▶ [Prompt]
What is the number of lines below that hold "false"? Answer with that number only.

▶ [Records for processing]
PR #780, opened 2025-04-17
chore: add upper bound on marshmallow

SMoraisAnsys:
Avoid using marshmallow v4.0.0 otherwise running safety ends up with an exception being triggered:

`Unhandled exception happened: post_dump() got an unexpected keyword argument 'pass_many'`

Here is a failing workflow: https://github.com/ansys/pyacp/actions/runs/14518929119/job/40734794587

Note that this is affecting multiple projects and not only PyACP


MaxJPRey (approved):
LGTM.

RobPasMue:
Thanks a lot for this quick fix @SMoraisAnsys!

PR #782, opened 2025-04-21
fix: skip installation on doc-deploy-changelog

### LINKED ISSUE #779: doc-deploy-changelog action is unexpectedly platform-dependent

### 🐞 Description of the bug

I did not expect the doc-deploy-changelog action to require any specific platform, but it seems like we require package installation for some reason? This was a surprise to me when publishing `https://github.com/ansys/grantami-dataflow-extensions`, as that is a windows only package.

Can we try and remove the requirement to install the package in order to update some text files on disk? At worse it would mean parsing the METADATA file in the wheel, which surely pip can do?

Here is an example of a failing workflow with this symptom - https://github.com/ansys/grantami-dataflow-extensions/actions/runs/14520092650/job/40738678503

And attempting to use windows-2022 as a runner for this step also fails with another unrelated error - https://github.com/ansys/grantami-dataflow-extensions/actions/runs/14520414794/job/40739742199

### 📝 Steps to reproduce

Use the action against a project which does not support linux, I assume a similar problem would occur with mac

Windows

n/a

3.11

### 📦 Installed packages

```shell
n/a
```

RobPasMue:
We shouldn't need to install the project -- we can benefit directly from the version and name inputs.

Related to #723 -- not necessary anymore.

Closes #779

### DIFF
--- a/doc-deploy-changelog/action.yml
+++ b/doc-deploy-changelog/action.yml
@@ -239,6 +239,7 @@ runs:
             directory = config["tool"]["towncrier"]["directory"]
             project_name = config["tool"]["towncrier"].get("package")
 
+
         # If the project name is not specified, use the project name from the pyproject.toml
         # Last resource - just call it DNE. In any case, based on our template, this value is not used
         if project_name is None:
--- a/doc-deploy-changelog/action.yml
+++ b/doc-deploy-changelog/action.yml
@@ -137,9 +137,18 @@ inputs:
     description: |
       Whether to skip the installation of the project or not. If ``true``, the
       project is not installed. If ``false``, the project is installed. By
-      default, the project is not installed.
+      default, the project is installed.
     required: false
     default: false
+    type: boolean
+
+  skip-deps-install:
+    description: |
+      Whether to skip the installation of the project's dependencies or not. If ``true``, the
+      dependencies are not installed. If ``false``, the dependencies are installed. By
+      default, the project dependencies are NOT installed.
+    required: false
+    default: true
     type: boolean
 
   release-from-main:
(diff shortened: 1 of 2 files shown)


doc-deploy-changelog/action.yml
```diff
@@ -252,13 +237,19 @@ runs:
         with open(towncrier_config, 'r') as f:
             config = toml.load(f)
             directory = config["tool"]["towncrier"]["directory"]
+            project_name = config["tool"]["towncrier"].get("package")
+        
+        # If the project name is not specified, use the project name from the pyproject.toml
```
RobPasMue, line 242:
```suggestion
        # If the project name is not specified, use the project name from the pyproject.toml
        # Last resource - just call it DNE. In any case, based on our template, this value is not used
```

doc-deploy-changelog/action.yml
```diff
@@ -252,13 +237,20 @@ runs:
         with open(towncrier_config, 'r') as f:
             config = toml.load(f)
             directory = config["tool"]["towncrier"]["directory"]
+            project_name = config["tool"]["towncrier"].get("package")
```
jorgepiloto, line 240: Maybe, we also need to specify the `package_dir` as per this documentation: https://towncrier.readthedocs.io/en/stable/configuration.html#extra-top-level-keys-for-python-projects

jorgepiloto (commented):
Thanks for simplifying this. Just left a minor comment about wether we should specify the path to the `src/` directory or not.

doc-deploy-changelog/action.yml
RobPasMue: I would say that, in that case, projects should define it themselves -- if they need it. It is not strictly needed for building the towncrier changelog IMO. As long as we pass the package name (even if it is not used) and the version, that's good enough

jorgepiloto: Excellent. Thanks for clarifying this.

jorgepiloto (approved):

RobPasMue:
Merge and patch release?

▶ [Written response]
5